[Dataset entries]
PR #410, opened 2016-10-11
Now using template strings

stevenjob:
The problem with this PR is that using multiline template literals causes indentation to show in the new multiline string where it did not previously with the array join. (an extra 6 spaces is now before most lines)

I have used template literals in all places and the tests all still pass.

### DIFF
--- a/babylon-to-espree/toAST.js
+++ b/babylon-to-espree/toAST.js
@@ -160,7 +160,7 @@ var astTransformVisitor = {
     }
 
     if (path.isRestProperty() || path.isSpreadProperty()) {
-      node.type = "Experimental" + node.type;
+      node.type = `Experimental${node.type}`;
     }
 
     if (path.isTypeParameter && path.isTypeParameter()) {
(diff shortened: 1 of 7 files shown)


hzoo:
Awesome

hzoo:
We can use something we do in babili - unpad function 
https://github.com/babel/babili/blob/master/utils/unpad.js

usage: https://github.com/babel/babili/blob/master/packages/babel-plugin-transform-property-literals/__tests__/transform-property-literals-test.js#L27

stevenjob:
Ok will do this, thanks

stevenjob:
Unpad should probably be its own module but i have just copied it to a utils folder for now.

I have used unpad in each test separately as it was simple to add with regex and i did not want to modify parseAndAssertSame or  verifyAndAssertMessages. I assumed there could be use cases where you would want leading spaces in some test code.

hzoo:
Yeah looks like there is a module for it that was from babili/babel originally https://www.npmjs.com/package/unpad but this is fine

PR #413, opened 2016-10-17
[import()] Adding support to lint dynamic imports

kesne:
This adds the `dynamicImport` to the plugin list, which allows `import()` to be parsed.

@hzoo I'm working on getting a babel plugin to transpile these calls into something webpack 1 understands. Would be great to get linter support landed!


kesne:
Added a simple test to prevent regression.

_TASK BRIEF_.
Where does "have" appear in the records above? Copy each line that holds it.

_ANSWER TO THIS PROBLEM_.
I have used template literals in all places and the tests all still pass.
Unpad should probably be its own module but i have just copied it to a utils folder for now.
I have used unpad in each test separately as it was simple to add with regex and i did not want to modify parseAndAssertSame or  verifyAndAssertMessages. I assumed there could be use cases where you would want leading spaces in some test code.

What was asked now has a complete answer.